**What is being asked**
Exactly the lines below from the one with "I attach some" up to and including the one with "the horizontal axis." make up the answer, with nothing else added.

◇ ◇ ◇ ◇ ◇

Issue #699, opened 2018-06-01
ImageItem.setData does not handle NaNs properly


polwel:
In `ImageItem.setData`, `autoLevels` will not ignore `NaN`s in the data. While this will not be fatal, drawing the histogram will be incorrect. Also, `HistogramLUTItem.paint` takes a ridiculous amount of CPU time (100 ms per call) when the histogram range includes `NaN`. In itself this probably constitutes a Qt bug.

In the same way, `ImageItem.getHistogram` also fails to account for `NaN` in the image.

polwel:
Thanks for merging my PR. Shall we close the issue?

PR #700, opened 2018-06-01
Fix issue #699

polwel:
See issue #699 for context.

I ditched `numpy.min` and `numpy.max` for their `nanmin` and `nanmax` equivalent.

I suppose this does have a small impact on performance as each element needs to be compared to `NaN`. However, it is largely offset by the gain in robustness.


campagnola:
Looks good to me, thanks! (the one travis issue is unrelated)

PR #716, opened 2018-06-26
Add appveyor CI

campagnola:


test.py
```diff
@@ -19,6 +19,6 @@
 import pyqtgraph as pg
 pg.systemInfo()
 
-pytest.main(args)
+os.exit(pytest.main(args))
```
j9ac9k: should this by `sys.exit` ?

j9ac9k:
Looks like we're going to try and implement azure pipelines and maybe maintain our travis-ci, I think we should close this guy out.

Issue #811, opened 2019-01-15
"X Axis --> Invert Axis" unexpected behavior


ZanSara:
This issue was found in the pyqtgraph examples. I refer specifically to the plots in the "Basic Plotting" example.

By right-clicking on the plot area, in the context menu there are the entries "X Axis" and "Y Axis". In each of their submenus there is an entry labeled "Invert Axis". I personally expected it to mirror the values on the axis. When ticking "Y Axis --> Invert Axis", this is exactly what happens: values on the axis are mirrored, the labels are updated and the plot gets mirrored too. However, when ticking "X Axis --> Invert Axis" the plot gets mirrored correctly, but the X Axis labels are not affected, which is very confusing and looks like a bug. In addition, the Y Axis range gets changed into the X Axis one. For example, in the "Multiple curves" plot, the Y Axis range changes from [0, 10] into [0, 100]. Note that only the labels are changing, because the plot is not resized. This looks purely like a labeling issue.

I attach some screenshot to clarify my point. It should be easy to reproduce though.

"Expected" behavior: changes the Y Axis labels from [0, 10] to [10, 0] and mirrors the plot along the horizontal axis.
![pyqtgraph-yaxis](https://user-images.githubusercontent.com/5703634/51182723-5aab8d80-18cf-11e9-9fc8-7415318bdd5b.png)

"Unexpected" behavior: leave the X Axis labels unchanged, changes Y Axis labels, and mirrors the plot along the vertical axis.
![pyqtgraph-xaxis](https://user-images.githubusercontent.com/5703634/51182721-5a12f700-18cf-11e9-8b7c-74a0656a6a5b.png)

I could not find any reference to this behavior and I am not experienced with pyqtgraph either, so if there is any simple fix please let me know. I'm running pyqtgraph==0.10.0 (from PyPI), Python 3.6.6, PyQt5==5.11.3. 

------------

EDIT: Apparently the labels are redrawn correctly as soon as the plot is redrawn. For example, the "Updating plot" in this same window does not display the issue. For the other plots, panning or zooming is enough to fix the issue. I guess this can be fixed quickly, will check.

ZanSara:
Here is it:
https://github.com/pyqtgraph/pyqtgraph/blob/2e69b9c5e6bd8008c2d7e9f384b9c9b32ff2f5a7/pyqtgraph/graphicsItems/ViewBox/ViewBox.py#L1017
[...]

PR #815, opened 2019-01-17
Fix issue #811

ZanSara:


HappyTreeBeard:
This change looks good to me. I confirmed this does fix the problem described in #811.

j9ac9k:
Looks good to me as well.

PR #816, opened 2019-01-18
Avoid constructing shadow pens when no shadow pen is set

fake-name:
Basically, profiling has pointed me to the fact that a fair bit of code time (3%, actually) is spent in `setShadowPen()` (actually, it's in `mkPen()`, which `setShadowPen()` calls), even when no shadow pen is specified.

In my application, I'm calling `pyqtgraph.PlotDataItem.setdata()`, which calls through PlotDataItem->setData, PlotDataItem->updateItems. At some point in the call stack, the default value for `shadowPen` is being inserted into the kwargs, which then causes the specious calling of setShadowPen.

Anyways, if we check if shadowPen is a value other then none, this doesn't happen.


j9ac9k:
if we will do these kinds of checks, any reason not to do instead, so instead of checking against `None` we are actually ensuring that the pen is the correct type?

```python
isinstance(kargs.get("shadowPen"), QtGui.QPen)
```

fake-name:
I don't see why that wouldn't work just as well.

The issue I encountered is that the `self.setShadowPen(kargs['shadowPen'])` call is *expensive*, even if it's called with `None` as it's argument. If you're plotting lots of data, it's a non-trivial overhead that's trivial to remove. 

Anything that avoids calling `setShadowPen()` would fix the issue.

j9ac9k:
Hi @fake-name 

First of all, I should apologize, I only looked over the PR briefly earlier and I didn't thank you for your submission.  Thanks for the PR!  Second, I didn't take enough time to adequately indicate what I was trying to do with my suggested change, so sorry about that.

Currently, there is an if check that checks if there is a key `shadowPen` in `kwargs` and if so, regardless of what the value of that dictionary is, to call `setShowPen(kwargs['shadowPen'])`.  You point out that this call, even when the value is `None` is expensive.

You're proposing that in addition for checking that the key is present in `kwargs`, we don't call `setShadowPen` if the value of `kwargs['shadowPen']` is `None`.

What I was proposing is we ensure that the value in `shadowPen` is actually an instantiated `QPen` object, and if so, then call `setShadowPen`.   From looking at the rest of the code, It doesn't make sense to call `setShadowPen` with anything other than aa `QPen` object as an argument. 

The difference in what I'm suggesting is that it enforces the type check; you're not just passing values that aren't `None` to `setShadowPen`, you're only passing values that are of the correct type.  Doing it this way in my opinion addresses the issue most clearly, don't call `setShadowPen` unless you have a valid argument to pass to it.

```python
if isinstance(kwargs.get('shadowPen'), QtGui.QPen):
   self.setShadowPen(kwargs['shadowPen'])
```

If you wanted to keep going with that route, might as well do `kwargs.get('shadowPen') is not None` instead, which would be one boolean evaluation, not two.

Lastly, I apologize for us taking so long to get back to you on this, development of pyqtgraph is picking up again, and our first order of business has been restoring the test suite and getting our CI system to pass.  Performance is very important to pyqtgraph, but we've been tending to the broken things for the most part so far.

Let me know if I'm missing something or if something I said didn't make sense.

fake-name:
@j9ac9k - Your summary pretty much is what I assumed you meant. It does seem to me assuming that `shadowPen` is present in `kwargs` is not totally ideal (It seems like it'd be possible to call `PlotCurveItem.updateData()` directly if you really tried, and assuming a set of kwargs that aren't enumerated in the declaration makes me uncomfortable), but that's a flavor thing.

> Lastly, I apologize for us taking so long to get back to you on this, development of pyqtgraph is picking up again, and our first order of business has been restoring the test suite and getting our CI system to pass. Performance is very important to pyqtgraph, but we've been tending to the broken things for the most part so far.

Not a big deal. I basically patched my PyQtGraph version, shipped the vendored library, and moved on.

j9ac9k:
> It does seem to me assuming that `shadowPen` is present in `kwargs` is not totally ideal 

`dict.get()` makes no assumption about a key being present, if the key is not present, it will return `None` (not raise a `KeyError`)

fake-name:
> `dict.get()` makes no assumption about a key being present, if the key is not present, it will return None (not raise a KeyError)

Well, huh. I could have sworn you had to pass a default to avoid the keyerror. 

I learn something new every day.

j9ac9k:
> I learn something new every day.

That's how you know you're doing it right.

If you make the `isinstance()` change, and resolve the conflict, and CI doesn't blow it up, I'll merge the PR.

Thanks again for the PR!

fake-name:
Ok, digging into the code, I think checking if the `shadowPen` is a `QtGui.QPen` isn't the right solution. 

The value passed to `self.setShadowPen()` is forwarded to `functions.mkPen(*args, **kargs):`, which supports a large variety of argument formats (dict, QPen, color-string). 

I think, given the variety of ways this could potentally be called, `if kargs.get("shadowPen") is not None:`  is about as good as it can get.

It's less then ideal, since even `None` is a theoretically valid value:

```    
    if len(args) == 1:
        arg = args[0]
        if isinstance(arg, dict):
            return mkPen(**arg)
        if isinstance(arg, QtGui.QPen):
            return QtGui.QPen(arg)  ## return a copy of this pen
        elif arg is None:
            style = QtCore.Qt.NoPen
        else:
            color = arg
    if len(args) > 1:
        color = args
        
    if color is None:
        color = mkColor('l')
    if hsv is not None:
        color = hsvColor(*hsv)
    else:
        color = mkColor(color)
```

You call `setShadowPen(None)` to clear a shadow pen, so it's theoretically possible for someone to *intentionally* pass `None` as the `kargs["shadowPen"]` value.

On the other hand, supporting that might be a esoteric enough case that we don't feel it's worth the overhead during normal plotting.

j9ac9k:
Oh, I ran into an issue with `functions.mkPen` taking `True` but not `False` or something like that a few weeks back...granted that's an unrelated issue. 

Let me investigate what all `mkPen` takes, if it's indeed a long list of stuff (3-tuples, QPen's, booleans, etc etc), yeah let's filter for `None` and call it a day.  If the list is reasonably short, we can have `isinstance(kwargs.get('shadowPen', boolean, QPen, ...)`

fake-name:
Rolled into upstream, but the merge is being really messy for some reason.

At some point, *more* invocations to mkPen were added, [so I put checking around those too](https://github.com/pyqtgraph/pyqtgraph/pull/816/commits/8b6466c7e924689f35986eb113c3a7001cdae859#diff-b064b448cfe1000597d68d33cc5781b7R497).

j9ac9k:
> Rolled into upstream, but the merge is being really messy for some reason.
> 
> At some point, _more_ invocations to mkPen were added, [so I put checking around those too](https://github.com/pyqtgraph/pyqtgraph/pull/816/commits/8b6466c7e924689f35986eb113c3a7001cdae859#diff-b064b448cfe1000597d68d33cc5781b7R497).

Oof, that's one head of a diff, 142 commits; you may want to undo that merge; fetch upstream, checkout develop branch, pull the upstream develop branch, checkout your branch, and rebase develop, ...that will likely clear things up (I've been there with blowing up my git branches though, it happens!)

fake-name:
Well, that was a mess.

j9ac9k:
Thanks for the update and cleaning up that PR, always a nice feeling when you can undo a git mess.

I'm going to have to look at this a bit more carefully in the next day or so.  I have some (likely unfounded) concerns, but as I'm still getting familiar with the library, I should test this out and ensure things are working as intended.

On your end, especially if this has been a major performance bottleneck, I would make sure that this effectively addresses your problem.

Thanks again for the PR and the update.

fake-name:
> I'm going to have to look at this a bit more carefully in the next day or so. I have some (likely unfounded) concerns, but as I'm still getting familiar with the library, I should test this out and ensure things are working as intended.

It would 100% not surprise me if there's a major derp on my part in there *somewhere*.

> On your end, especially if this has been a major performance bottleneck, I would make sure that this effectively addresses your problem.

It was never a major performance anything. It was more "I'm trying to plot 56 4000 point lines that update at 10 hertz, what can I do to make things go faster", and this was a particular low hanging fruit.

IIRC, the profiler reported spending ~3% in the mkPen calls, and since I wasn't using them, it was a easy tweak to make.

I don't actually even have the hardware I'd need to run the associated code (it was a realtime graphing frontend for some custom hardware).

Dschoni:
https://dev.azure.com/pyqtgraph/pyqtgraph/_build/results?buildId=346

j9ac9k:
Resolving merge conflict, re-running CI.

j9ac9k:
CI passed, merging.  Thanks for the PR @fake-name sorry it's taken me so long to get to this.

PR #817, opened 2019-01-18
avoid double call to mkPen when creating PlotCurveItem objects

danielhrisca:
Avoid double call to _mkPen_ if _'pen'_ keyword argument is provided


j9ac9k:
LGTM, Thanks for the PR!

PR #797, opened 2018-12-18
ensure QPoint.__sub__ doesn't get called

pijyoi:
In PySide2 5.12.0, the following code snippet: 
```python
import pyqtgraph
import PySide2
from PySide2.QtCore import QPoint

print(PySide2.__version__)

x = QPoint()
y = pyqtgraph.Point()
z = x - y
```
gives the following error output:
```text
5.12.0
Traceback (most recent call last):
  File "test_qpoint.py", line 9, in <module>
    z = x - y
TypeError: 'PySide2.QtCore.QPoint.__sub__' called with wrong argument types:
  PySide2.QtCore.QPoint.__sub__(Point)
Supported signatures:
  PySide2.QtCore.QPoint.__sub__(PySide2.QtCore.QPoint)
```

Previously, (tested on 5.11.2) Point.\_\_rsub\_\_ method was getting invoked.
This fix ensures that Point.\_\_sub\_\_ gets invoked rather than QPoint.\_\_sub\_\_

PR #818, opened 2019-01-18
Fixed incorrect evaluation of Point in mouseMoveEvent.

mliberty1:
ev.pos() is a QT Point, but self.lastMousePos was converted to pyqtgraph Point.


ksunden:
Duplicate of #797

j9ac9k:
Closing, as this should have been fixed with #824 

Let us know if that wasn't the case.

PR #823, opened 2019-01-31
Added PySide2 support

justengel:
PySide2 now works with pyqtgraph. It looks like there are a lot of deprecation warnings for numpy. PySide2 also seems to have trouble with similar types. QPoint() - QPointF() raises a TypeError. QMatrix4x4(QMatrix4x4()) does not work as well, but would work for QMatrix4x4(QMatrix()). I was able to get all of the examples running for PySide2.

Also be careful when installing PyQt4, PyQt5, and PySide in a Python environment that has PySide2. PySide2 seems to raise odd errors when another Qt library is installed.


justengel:
I think I need to updated to the latest version before I do the pull request.

PR #824, opened 2019-02-01
Fix for PySide2; QtCore.QPoint.__sub__ no longer works with tuples

ronpandolfi:
Otherwise, hovering over GraphicsViews produces error:
```
  File "C:\Users\rp\PycharmProjects\pyqtgraph\pyqtgraph\widgets\GraphicsView.py", line 365, in mouseMoveEvent
    delta = Point(ev.pos() - self.lastMousePos)
TypeError: 'PySide2.QtCore.QPoint.__sub__' called with wrong argument types:
  PySide2.QtCore.QPoint.__sub__(Point)
Supported signatures:
  PySide2.QtCore.QPoint.__sub__(PySide2.QtCore.QPoint)
```

### DIFF
--- a/pyqtgraph/widgets/GraphicsView.py
+++ b/pyqtgraph/widgets/GraphicsView.py
@@ -362,7 +362,7 @@ class GraphicsView(QtGui.QGraphicsView):
     def mouseMoveEvent(self, ev):
         if self.lastMousePos is None:
             self.lastMousePos = Point(ev.pos())
-        delta = Point(ev.pos() - self.lastMousePos)
+        delta = Point(ev.pos() - QtCore.QPoint(*self.lastMousePos))
         self.lastMousePos = Point(ev.pos())
 
         QtGui.QGraphicsView.mouseMoveEvent(self, ev)


tacaswell:
Would it be better store `lastMousePos` as the Qt type to avoid the back-and-forth conversion?

It looks like this is only used in this module:

```
jupiter@18:08  ➤  git grep lastMousePos
pyqtgraph/widgets/GraphicsView.py:        self.lastMousePos = None
pyqtgraph/widgets/GraphicsView.py:        self.lastMousePos = Point(ev.pos())
pyqtgraph/widgets/GraphicsView.py:        if self.lastMousePos is None:
pyqtgraph/widgets/GraphicsView.py:            self.lastMousePos = Point(ev.pos())
pyqtgraph/widgets/GraphicsView.py:        delta = Point(ev.pos() - self.lastMousePos)
pyqtgraph/widgets/GraphicsView.py:        self.lastMousePos = Point(ev.pos())
```

on the other hand people may be grabbing this and using it so this is the more conservative option.

tacaswell:
restarted the failed test to see if it is something transient...

ronpandolfi:
@tacaswell, fully agreed; Qt types could have been used, but lets not change it now. 

The appveyor tests haven't been working for some time, I think.

campagnola:
Thanks @ronpandolfi ! 

What version of pyside2 are you using? I was not able to reproduce this, and I wonder what else might be broken at the same time..

ronpandolfi:
@campagnola, The issue still seems present on latest pipable PySide2 version, `5.12.3`. Example (`Point` is `pyqtgraph.Point`):

```
In [5]: QPoint(0,0)-Point(0,0)                                                                                                      
TypeError                                 Traceback (most recent call last)
<ipython-input-5-f7a3b0083e74> in <module>
----> 1 QPoint(0,0)-Point(0,0)

TypeError: 'PySide2.QtCore.QPoint.__sub__' called with wrong argument types:
  PySide2.QtCore.QPoint.__sub__(Point)
Supported signatures:
  PySide2.QtCore.QPoint.__sub__(PySide2.QtCore.QPoint)

```
compared with PyQt5:
```
In [6]: QPoint(0,0)-Point(0,0)                                                                                                      
Out[6]: Point(0.000000, 0.000000)
```

ronpandolfi:
@campagnola: Actually, the following works with PySide2:
```
In [8]: QPointF(0,0)-Point(0,0)                                                                                                     
Out[8]: Point(0.000000, 0.000000)
```
Since `Point` subclasses `QPointF`, this makes sense. PySide2 is just a bit less forgiving than PyQt5, and doesn't accept operations between `int`'s and `float`'s.

PR #832, opened 2019-02-18
Bug fix in test_csv.py

HappyTreeBeard:
Fixed bug where the temp file ```test_CSVExporter``` generates remains open and ```os.unlink``` raises a ```PermissionError```. This commit closes the TextIO connection after the data is read.


j9ac9k:
Thanks for this PR! A lesson to always use the context manager!

PR #836, opened 2019-03-03
tickSpacing bug fix

SamSchott:
Fixed a bug where `tickSpacing` would return `None` if `style['maxTickLevel'] < 2`, resulting in the axis not being drawn.


j9ac9k:
Thanks for the PR, LGTM, merging!

PR #839, opened 2019-03-09
fix a misplaced )

long-pham:
This pull request fixes a misplaced parenthesis that cause exception when mouse moves over a plot


Birdulon:
Current version of PySide2 requires this change to interact with plots. Earlier versions and PyQt5 didn't seem to complain about the implicit cast but this change should make it more correct regardless.

ksunden:
Duplicate of #797

j9ac9k:
Closing, as this should have been fixed with #824 

Let us know if that wasn't the case.

PR #840, opened 2019-03-14
Clipping: don't assume that x-values have uniform spacing

SamSchott:
Do not assume that x-values have uniform spacing -- this can cause problems especially with large datasets that have non-uniform x-value spacing.

Use `np.searchsorted` instead to find the first and last data index in the view range. This only assumes that x-values are in ascending order and prevents potentially too strong clipping.


j9ac9k:
Thanks for the PR, I love this feature. My main concern is the performance hit.  Let me do some testing on my end.

SamSchott:
Unfortunately, I expect that there will be a significant performance hit if the the x-axis range is clipped close to the middle (`searchsorted` uses a binary search). Maybe it makes more sense to calculate the clipping indices the old way, with O(1) performance, and only refine if this fails. Something similar to:

```python
    dx = float(x[-1]-x[0]) / (len(x)-1)
    x0 = np.clip(int((range.left()-x[0])/dx)-1*ds, 0, len(x)-1)
    x1 = np.clip(int((range.right()-x[0])/dx)+2*ds, 0, len(x)-1)

    if x[x0] > range.left():
        x0 = np.searchsorted(x, range.left()) - 1*ds
        x0 = np.clip(x0, a_min=0, a_max=len(x))
    if x[x1] < range.right():
        x1 = np.searchsorted(x, range.right()) + 2*ds
        x1 = np.clip(x1, a_min=0, a_max=len(x))

    x = x[x0:x1]
    y = y[x0:x1]
```

The code is less elegant but will preserve performance for uniformly spaced data while preventing errors otherwise.  What do you think?

j9ac9k:
I think going to `searchsorted` in case there is a failure the way you show makes the most sense, I would approve (but I'll ask one of the other members to take a look over as well as I'm new in these parts).

Given you have PR #841 that also has these changes, should we migrate that discussion there?

SamSchott:
Ah, that was a mistake. Somehow, the code from other pull requests got all combined in PR #841. I intended to keep separate PRs for separate issues.

j9ac9k:
@SamSchott thanks for updating your PRs.  Also sorry we've taken an eternity to follow up with you.  You may or may not have noticed, but there are some new members to this repo (myself included) and we're trying to patch up our test suite/CI system first before we look at much of anything else...

SamSchott:
No worries, I much appreciate the renewed activity! Some of my PRs are purely for style / personal taste but others are for functionality, such as #836 and #840. So we have ended up relying on our own forked version for some time now...

j9ac9k:
> No worries, I much appreciate the renewed activity! Some of my PRs are purely for style / personal taste but others are for functionality, such as #836 and #840. So we have ended up relying on our own forked version for some time now...

I'll admit for a while I had a `Makefile` that patched my pyqtgraph install for my application, luckily for my use case this hasn't been necessary any more.  We have addressed most issues in testing (some issues still are evasive, including a segfault on test tear-down), and some issues with our remote plotting example.

If there is other functionality that your forked version has that you'd like to get embedded into the main library, open up and issue with the `[Proposal]` tag and make a case for it, we'll give it a look over.

We do think 0.11 release is around the corner (once we patch up our test suite, address python 3.8 deprecations, and expand our documentation).

Thanks again for the PR.

j9ac9k:
@SamSchott Did you still want to incorporate the O(1) check first before implementing `np.searchsorted`?

SamSchott:
Done.

j9ac9k:
Thanks! I'll try and review this later today.

j9ac9k:
LGTM thanks for the PR including the test; merging

PR #845, opened 2019-03-22
Bugfix: ValueError for histogram of pictures with all pixels of the same value

mschu:
When mx == mn the following Exception was thrown:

◇ ◇ ◇ ◇ ◇

**Written solution**
I attach some screenshot to clarify my point. It should be easy to reproduce though.

"Expected" behavior: changes the Y Axis labels from [0, 10] to [10, 0] and mirrors the plot along the horizontal axis.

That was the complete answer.